Work instructions → Report every line of the records below that includes the string "conversion".
● ● ● ● ●
PR #2770, opened 2023-03-07
Wallet, KeyChain, KeyChainGroup, PeerFilterProvider: migrate `getEarliestKeyCreationTime()` methods to `java.time` API

schildbach:
I decided that in the case of `earliestKeyCreationTime()`, use of magic constants is to be preferred to `null` or `Optional`, because it's all about comparisons.

For the "at least one creation time is unknown" case I picked `Instant.EPOCH` because it follows the previous `0` and `Instant.MIN` would be at risk of deterioration if millis/nanos were truncated.

For the "have no keys" case I picked `Instant.MAX` because it follows the `Long.MAX_VALUE` of some previous implementations and most documentation. Some documentation said "current time", but I decided against that (current time moves) and updated the documentation accordingly.

### DIFF
--- a/core/src/main/java/org/bitcoinj/wallet/DeterministicKeyChain.java
+++ b/core/src/main/java/org/bitcoinj/wallet/DeterministicKeyChain.java
@@ -711,10 +711,10 @@ public class DeterministicKeyChain implements EncryptableKeyChain {
 
     @Override
     public Instant getEarliestKeyCreationTimeInstant() {
-        if (seed != null)
-            return Instant.ofEpochSecond(seed.getCreationTimeSeconds());
-        else
-            return Instant.ofEpochSecond(getWatchingKey().getCreationTimeSeconds());
+        return Instant.ofEpochSecond(seed != null ?
+                seed.getCreationTimeSeconds() :
+                getWatchingKey().getCreationTimeSeconds()
+        );
     }
 
     @Override


schildbach:
This PR is draft because it fails integrations tests. I'm investigating.

msgilligan:
> use of magic constants ... because it's all about comparisons.
> 
> `Instant.EPOCH` because it follows the previous `0` and `Instant.MIN` ... at risk ... if millis/nanos were truncated.
> 
> For the "have no keys" case I picked `Instant.MAX` ... updated the documentation accordingly.

This all sounds good.

core/src/main/java/org/bitcoinj/wallet/BasicKeyChain.java
```diff
@@ -283,14 +284,21 @@ public boolean removeKey(ECKey key) {
...
     @Override
-    public long getEarliestKeyCreationTime() {
+    public Instant getEarliestKeyCreationTimeInstant() {
         lock.lock();
         try {
             return hashToKeys.values().stream()
                     .mapToLong(ECKey::getCreationTimeSeconds)
-                    .min()
-                    .orElse(Long.MAX_VALUE);
+                    .mapToObj(t -> Instant.ofEpochSecond(t))
```
msgilligan, line 299: You'll get an exception here if `t` (time in seconds) is `Long.MAX_VALUE`. You might need a mapping function that maps `Long.MAX_VALUE` to `Instant.MAX`. I can't remember where in the code I ran into this issue, but be careful.

core/src/test/java/org/bitcoinj/store/WalletProtobufSerializerTest.java
```diff
@@ -356,9 +356,9 @@ public void testRoundTripWatchingWallet() throws Exception {
         assertEquals(creationTime.getEpochSecond(), wallet.getWatchingKey().getCreationTimeSeconds());
         assertEquals(creationTime.getEpochSecond(), wallet2.getWatchingKey().getCreationTimeSeconds());
         assertEquals(creationTime.getEpochSecond(), wallet3.getWatchingKey().getCreationTimeSeconds());
-        assertEquals(creationTime.getEpochSecond(), wallet.getEarliestKeyCreationTime());
-        assertEquals(creationTime.getEpochSecond(), wallet2.getEarliestKeyCreationTime());
-        assertEquals(creationTime.getEpochSecond(), wallet3.getEarliestKeyCreationTime());
+        assertEquals(creationTime, wallet.getEarliestKeyCreationTimeInstant());
+        assertEquals(creationTime, wallet2.getEarliestKeyCreationTimeInstant());
+        assertEquals(creationTime, wallet3.getEarliestKeyCreationTimeInstant());
```
msgilligan, line 361: IIRC, this was where I was seeing a failure due to mock clock only having seconds-level resolution.

core/src/main/java/org/bitcoinj/base/internal/TimeUtils.java
```diff
@@ -107,6 +107,13 @@ public static Duration elapsedTime(Instant start) {
         return Duration.between(start, currentTime());
     }
 
+    /**
+     * Determines the earlier of two instants.
+     */
+    public static Instant earlierTime(Instant time1, Instant time2) {
```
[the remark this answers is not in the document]
schildbach: Agree, will change.

core/src/test/java/org/bitcoinj/store/WalletProtobufSerializerTest.java
schildbach: It hadn't been of a problem in this one, but in others. I currently use `.truncatedTo(ChronoUnit.SECONDS)` when that happens, but in this case it isn't necessary (Instant.ofEpochSecond() is always second precision).
 
In future, I plan to propose introducing the notion of a "Bitcoin time" for certain data structures (mainly P2P messages), and maybe checks at certain places that force users to provide instants without millis or nanos.

core/src/test/java/org/bitcoinj/wallet/BasicKeyChainTest.java
```diff
@@ -66,10 +68,10 @@ public void onKeysAdded(List<ECKey> keys2) {
 
     @Test
     public void importKeys() {
-        TimeUtils.setMockClock();
-        long now = TimeUtils.currentTimeSeconds();
+        Instant now = TimeUtils.currentTime().truncatedTo(ChronoUnit.SECONDS);
+        TimeUtils.setMockClock(now.getEpochSecond());
```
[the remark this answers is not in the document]
schildbach: See my previous comment.

core/src/main/java/org/bitcoinj/wallet/BasicKeyChain.java
schildbach: Good point. Would

```
mapToObj(t -> t == Long.MAX_VALUE ? Instant.MAX : Instant.ofEpochSecond(t))
```

work?

schildbach: I just noticed I have to do the Long.MAX_VALUE <> Instant.MAX conversion at other places, too.

msgilligan: > Good point. Would
> 
> ```
> mapToObj(t -> t == Long.MAX_VALUE ? Instant.MAX : Instant.ofEpochSecond(t))
> ```

Yes, that should work. I would write a utility method for this so you can use a method reference.

schildbach: Well, that piece of code will be gone soon, as `getCreationTime()` will migrate to `Instant` too. Coming up in this theatre…

schildbach:
I think I addressed all your comments (except the `.truncateTo()` stuff which I will address in a future PR).

Also, I fixed the integration tests.

core/src/main/java/org/bitcoinj/core/PeerFilterProvider.java
```diff
@@ -25,11 +27,18 @@
...
+     * blocks be downloaded, and thus this should default to {@link Instant#MAX}.
      */
-    long getEarliestKeyCreationTime();
+    Instant getEarliestKeyCreationTimeInstant();
+
+    /** @deprecated use {@link #getEarliestKeyCreationTimeInstant()} */
+    @Deprecated
+    default long getEarliestKeyCreationTime() {
+        Instant earliestKeyCreationTime = getEarliestKeyCreationTimeInstant();
+        return earliestKeyCreationTime.equals(Instant.MAX) ? Long.MAX_VALUE : earliestKeyCreationTime.getEpochSecond();
```
msgilligan, line 40: This is a nit, but I think we should standardize on the following format:
```
return condition
              ? valueWhenTrue
              : valueWhenFalse;
```

core/src/main/java/org/bitcoinj/wallet/DeterministicKeyChain.java
```diff
@@ -710,11 +710,11 @@ public int numLeafKeysIssued() {
...
 
     @Override
-    public long getEarliestKeyCreationTime() {
+    public Instant getEarliestKeyCreationTimeInstant() {
         if (seed != null)
-            return seed.getCreationTimeSeconds();
+            return Instant.ofEpochSecond(seed.getCreationTimeSeconds());
         else
-            return getWatchingKey().getCreationTimeSeconds();
+            return Instant.ofEpochSecond(getWatchingKey().getCreationTimeSeconds());
```
msgilligan, line 717: I would recommend the ternary operator here. With or without an intermediate (effectively final) `seconds` variable.

core/src/main/java/org/bitcoinj/wallet/BasicKeyChain.java
```diff
@@ -283,14 +284,21 @@ public boolean removeKey(ECKey key) {
...
     @Override
-    public long getEarliestKeyCreationTime() {
+    public Instant getEarliestKeyCreationTimeInstant() {
         lock.lock();
         try {
             return hashToKeys.values().stream()
                     .mapToLong(ECKey::getCreationTimeSeconds)
-                    .min()
-                    .orElse(Long.MAX_VALUE);
+                    .mapToObj(t -> t == Long.MAX_VALUE ? Instant.MAX : Instant.ofEpochSecond(t))
```
msgilligan, line 299: We should probably create a utility static method for this. Then a method reference could be used here.

core/src/main/java/org/bitcoinj/wallet/BasicKeyChain.java
```diff
@@ -283,14 +284,21 @@ public boolean removeKey(ECKey key) {
...
+                    .min((t1, t2) -> t1.compareTo(t2))
```
msgilligan, line 300: Can a method reference be used here?  (Maybe with a `Comparators` helper?)

core/src/main/java/org/bitcoinj/wallet/KeyChain.java
```diff
@@ -76,11 +77,19 @@ enum KeyPurpose {
...
+     *         {@link Instant#MAX} if no keys in this chain
      */
-    long getEarliestKeyCreationTime();
+    Instant getEarliestKeyCreationTimeInstant();
+
+    /** @deprecated use {@link #getEarliestKeyCreationTimeInstant()} */
+    @Deprecated
+    default long getEarliestKeyCreationTime() {
+        Instant earliestKeyCreationTime = getEarliestKeyCreationTimeInstant();
+        return earliestKeyCreationTime.equals(Instant.MAX) ? Long.MAX_VALUE : earliestKeyCreationTime.getEpochSecond();
```
msgilligan, line 91: Helper method for conversion. Multi-line ternary.

core/src/main/java/org/bitcoinj/wallet/KeyChainGroup.java
```diff
@@ -466,7 +467,7 @@ public List<DeterministicKeyChain> getActiveKeyChains(@Nullable Instant keyRotat
         checkState(supportsDeterministicChains(), "doesn't support deterministic chains");
         List<DeterministicKeyChain> activeChains = new LinkedList<>();
         for (DeterministicKeyChain chain : chains)
-            if (keyRotationTime == null || chain.getEarliestKeyCreationTime() >= keyRotationTime.getEpochSecond())
+            if (keyRotationTime == null || chain.getEarliestKeyCreationTimeInstant().compareTo(keyRotationTime) >= 0)
```
msgilligan, line 470: Use `Instant.isAfter()`

core/src/main/java/org/bitcoinj/wallet/KeyChainGroup.java
```diff
@@ -488,7 +489,7 @@ public final DeterministicKeyChain getActiveKeyChain(ScriptType outputScriptType
         Collections.reverse(chainsReversed);
         for (DeterministicKeyChain chain : chainsReversed)
             if (chain.getOutputScriptType() == outputScriptType
-                    && (keyRotationTime == null || chain.getEarliestKeyCreationTime() >= keyRotationTime.getEpochSecond()))
+                    && (keyRotationTime == null || chain.getEarliestKeyCreationTimeInstant().compareTo(keyRotationTime) >= 0))
```
msgilligan, line 492: Use `Instant.isAfter()`

core/src/main/java/org/bitcoinj/wallet/KeyChainGroup.java
```diff
@@ -844,19 +845,29 @@ public List<ECKey> getImportedKeys() {
...
         if (chains == null)
-            return Long.MAX_VALUE;
+            return Instant.MAX;
         return chains.stream()
-                .mapToLong(DeterministicKeyChain::getEarliestKeyCreationTime)
-                .min()
-                .orElse(Long.MAX_VALUE);
+                .map(DeterministicKeyChain::getEarliestKeyCreationTimeInstant)
+                .min((t1, t2) -> t1.compareTo(t2))
+                .orElse(Instant.MAX);
```
msgilligan, line 870: Ternary operator.

core/src/main/java/org/bitcoinj/core/PeerFilterProvider.java
```diff
@@ -25,11 +27,18 @@
...
     /**
-     * Returns the earliest timestamp (seconds since epoch) for which full/bloom-filtered blocks must be downloaded.
-     * Blocks with timestamps before this time will only have headers downloaded. {@code 0} requires that all
-     * blocks be downloaded, and thus this should default to {@link System#currentTimeMillis()}/1000.
+     * Returns the earliest time for which full/bloom-filtered blocks must be downloaded.
+     * Blocks with timestamps before this time will only have headers downloaded. {@link Instant#EPOCH} requires that all
+     * blocks be downloaded, and thus this should default to {@link Instant#MAX}.
      */
-    long getEarliestKeyCreationTime();
+    Instant getEarliestKeyCreationTimeInstant();
```
msgilligan, line 34: Should this be shortened to `getEarliestKeyCreationInstant()`

msgilligan (changes requested):
Looks good. I have a handful of minor requests/suggestions.

core/src/main/java/org/bitcoinj/wallet/BasicKeyChain.java
schildbach: I assume it could. However I think this line of code reads well, without the indirection of a method reference. Your milage may very, but you're probably well ahead in grokking the functional style.

core/src/main/java/org/bitcoinj/wallet/KeyChainGroup.java
schildbach: See above.

core/src/main/java/org/bitcoinj/wallet/KeyChainGroup.java
msgilligan: I suppose we could use `! i1.isAfter(i2)`...

core/src/main/java/org/bitcoinj/wallet/DeterministicKeyChain.java
schildbach: Ok, rewritten.

core/src/main/java/org/bitcoinj/wallet/BasicKeyChain.java
schildbach: Ok, I'm using a static method now. Can you review 108b0d7e3eaf42c8bb87d08ca22f4002e698ae7e if that will work as expected?

I'm stoked that such method does not exist in `Objects`. They is one for non-natural orders, but none for the natural order.

core/src/main/java/org/bitcoinj/wallet/BasicKeyChain.java
```diff
@@ -297,7 +298,7 @@ public Instant getEarliestKeyCreationTimeInstant() {
             return hashToKeys.values().stream()
                     .mapToLong(ECKey::getCreationTimeSeconds)
                     .mapToObj(t -> t == Long.MAX_VALUE ? Instant.MAX : Instant.ofEpochSecond(t))
-                    .min((t1, t2) -> t1.compareTo(t2))
+                    .min(TimeUtils::compare)
```
msgilligan, line 301: This should be `Instant:compareTo`.

core/src/main/java/org/bitcoinj/wallet/KeyChain.java
schildbach: I get your point. Since this case, and the other two occurences, will go away with removing the deprecated methods, I actually prefer this little bit of duplicated code. A helper method will be forgotten to remove, unless marked as deprecated to begin with (which will create deprecation warnings).

core/src/main/java/org/bitcoinj/wallet/BasicKeyChain.java
msgilligan: > We should probably create a utility static method for this.

I meant a static utility method for seconds-to-Instant like this:

public Instant secondsToInstantWithMax(long t) {
    return t == Long.MAX_VALUE ? Instant.MAX : Instant.ofEpochSecond(t);
 }
 
 There's probably a better name.

core/src/main/java/org/bitcoinj/wallet/DeterministicKeyChain.java
```diff
@@ -711,10 +711,10 @@ public int numLeafKeysIssued() {
...
     @Override
     public Instant getEarliestKeyCreationTimeInstant() {
-        if (seed != null)
-            return Instant.ofEpochSecond(seed.getCreationTimeSeconds());
-        else
-            return Instant.ofEpochSecond(getWatchingKey().getCreationTimeSeconds());
+        return Instant.ofEpochSecond(seed != null ?
+                seed.getCreationTimeSeconds() :
+                getWatchingKey().getCreationTimeSeconds()
+        );
```
msgilligan, line 717: I would probably do the white-space differently ( `?` and `:` as first character of line) but that's minor.

msgilligan (changes requested):

core/src/main/java/org/bitcoinj/wallet/KeyChainGroup.java
msgilligan: Github is truncating the code too much and I was unclear. I mean the entire method:

```
return (chains == null)
             ? Instant.MAX;
             : chains.stream()
                 .map(DeterministicKeyChain::getEarliestKeyCreationTimeInstant)
                 .min((t1, t2) -> t1.compareTo(t2))
                 .orElse(Instant.MAX);
```

core/src/main/java/org/bitcoinj/wallet/BasicKeyChain.java
schildbach: Ok, I've reverted the previous attempt and created 7ffa950cefdd28d2cf6a35bece7ef5d64c1ce9c9.

core/src/main/java/org/bitcoinj/wallet/BasicKeyChain.java
msgilligan: and this is probably irrelevant because "the code will go away as soon as getCreationTime() will migrate to Instant"

core/src/main/java/org/bitcoinj/wallet/KeyChainGroup.java
schildbach: Ok thanks for clarifying. This is again a case of easier review vs getting it right in the first place. Since this is a larger refactoring, I'm leaning towards easier review. But I'll put a commit on top so that we don't forget.

msgilligan (changes requested):
I guess there's one more requested  change here. The ternary operator starting at line 865.  (and maybe `?` and `:` on line ~715)

core/src/main/java/org/bitcoinj/wallet/KeyChainGroup.java
schildbach: Done: a0a6a116b09f2235eeebb2482011f1eb9f2c76e2

schildbach:
> I guess there's one more requested change here. The ternary operator starting at line 865. (and maybe `?` and `:` on line ~715)

The first should be adressed in a0a6a116b09f2235eeebb2482011f1eb9f2c76e2.

About the `?` and `:` I'm currently unsure. I personally like them at the end, and feel it's more readable to me, but I can see this is very subjective. Are there any objective reasons for one or the other?

msgilligan (changes requested):

msgilligan (approved):
We're down to bike shedding about where the `?`and `:` go. Let's merge this and I'll make a separate PR with the proposed change.

schildbach:
Merged.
● ● ● ● ●
Solution for this task →
schildbach: I just noticed I have to do the Long.MAX_VALUE <> Instant.MAX conversion at other places, too.
msgilligan, line 91: Helper method for conversion. Multi-line ternary.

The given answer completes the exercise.